─── Data supplied ───

PR #72, opened 2016-09-20
svd na handling

double-y:
add an error for NA value in svd

Test:
- [x] devtools::test()

### DIFF
--- a/R/stats_wrapper.R
+++ b/R/stats_wrapper.R
@@ -169,6 +169,9 @@ do_svd.kv <- function(df,
   # this is executed on each group
   do_svd_each <- function(df){
     matrix <-simple_cast(df, subject_col, dimension_col, value_col, fun.aggregate = fun.aggregate, fill=fill)
+    if(any(is.na(matrix))){
+      stop("NA is not supported as value.")
+    }
     if(centering){
       # move the origin to center of data
       matrix <- sweep(matrix, 2, colMeans(matrix), "-")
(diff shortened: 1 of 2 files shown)


R/stats_wrapper.R
```diff
@@ -169,6 +169,9 @@ do_svd.kv <- function(df,
   # this is executed on each group
   do_svd_each <- function(df){
     matrix <-simple_cast(df, subject_col, dimension_col, value_col, fun.aggregate = fun.aggregate, fill=fill)
+    if(any(is.na(matrix))){
+      stop("NA is not supported as value.")
```
hideaki: Looks like this is true for all of Subject, Key, and Value.
Would something like following make it easier to understand?
"NA is not supported as value for Subject, Key, or Value."

tests/testthat/test_stats_wrapper.R
```diff
@@ -91,6 +91,18 @@ test_that("test do_cor without val", {
   expect_equal(result[[3]][1:2], c(1, -1))
 })
 
+test_that("do_svd.kv with NA value", {
+  data <- data.frame(row = c(1, 1, 2, 2, 3,3),
+                     col = rep(c(1,2), 3),
+                     val = seq(6)) %>%
+    dplyr::slice(-3)
```
hideaki: I didn't know this trick of slice with negative number. I would appreciate a comment.

double-y: added comment

PR #73, opened 2016-09-20
modify test wrapper error

double-y:
Test
- [x] devtools::test()

### DIFF
--- a/R/test_wrapper.R
+++ b/R/test_wrapper.R
@@ -25,7 +25,7 @@ do_t.test <- function(df, value, key=NULL, ...){
         t.test(data=df, fml, ...)
       }, error = function(e){
         if(e$message == "grouping factor must have exactly 2 levels"){
-          stop("grouping column has to have 2 unique values")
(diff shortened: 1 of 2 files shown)


R/test_wrapper.R
```diff
@@ -21,7 +21,14 @@ do_t.test <- function(df, value, key=NULL, ...){
   do_t.test_each <- function(df, ...){
     if(with_key){
       # use formula (`value_col`~`key_col`) for two sample t-test
-      model <- t.test(data=df, fml, ...)
+      model <- tryCatch({
+        t.test(data=df, fml, ...)
+      }, error = function(e){
+        if(e$message == "grouping factor must have exactly 2 levels"){
+          stop("grouping column has to have 2 unique values")
```
hideaki: Would it make sense to make grouping column title case, like Grouping Column so that it matches with what we show on command UI?

double-y: I see. The label of the form is Group Column, so I'll use it

PR #81, opened 2016-10-05
modify list_concat so that it can take more than 2 lists

double-y:
### Description

modify list_concat so that it can take columns

ref: https://github.com/exploratory-io/tam/issues/3157

### Checklist

- [x] Pass devtools::check()
- [x] Pass devtools::test() 
- [x] Tested with Exploratory

### DIFF
--- a/R/util.R
+++ b/R/util.R
@@ -347,7 +347,6 @@ list_to_text <- function(column, sep = ", "){
 #' concatinate vectors in a list
 #' @export
 list_concat <- function(..., collapse = TRUE){
-  browser()
   lists <- list(...)
 
   # size of each list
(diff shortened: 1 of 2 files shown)


R/util.R
```diff
@@ -346,8 +346,27 @@ list_to_text <- function(column, sep = ", "){
 
 #' concatinate vectors in a list
 #' @export
-list_concat <- function(list){
-  list(unlist(list))
+list_concat <- function(..., collapse = TRUE){
```
hideaki: With the analogy to paste(), I think it makes more sense to make default FALSE.
I would guess breaking backward compatibility on this function now should have only minimum impact yet.

double-y: Okay, modified to FALSE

───

Try it: Which lines hold the string "more"? Copy all of them from the data above.

Solution:
modify list_concat so that it can take more than 2 lists
hideaki: With the analogy to paste(), I think it makes more sense to make default FALSE.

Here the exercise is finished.